Saved data entries
+++++
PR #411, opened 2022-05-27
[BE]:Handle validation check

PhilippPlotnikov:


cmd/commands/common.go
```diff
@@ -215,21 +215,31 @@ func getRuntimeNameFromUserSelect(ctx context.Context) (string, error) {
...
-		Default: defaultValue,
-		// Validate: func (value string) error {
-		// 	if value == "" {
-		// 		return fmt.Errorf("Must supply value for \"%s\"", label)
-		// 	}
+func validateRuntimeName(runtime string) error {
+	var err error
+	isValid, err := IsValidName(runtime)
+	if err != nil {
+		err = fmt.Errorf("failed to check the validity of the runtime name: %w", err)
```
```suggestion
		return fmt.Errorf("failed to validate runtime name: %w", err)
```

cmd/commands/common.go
+++++
What is expected:
If a line above contains the word "failed", list it.

Answer to this task:
+		err = fmt.Errorf("failed to check the validity of the runtime name: %w", err)
		return fmt.Errorf("failed to validate runtime name: %w", err)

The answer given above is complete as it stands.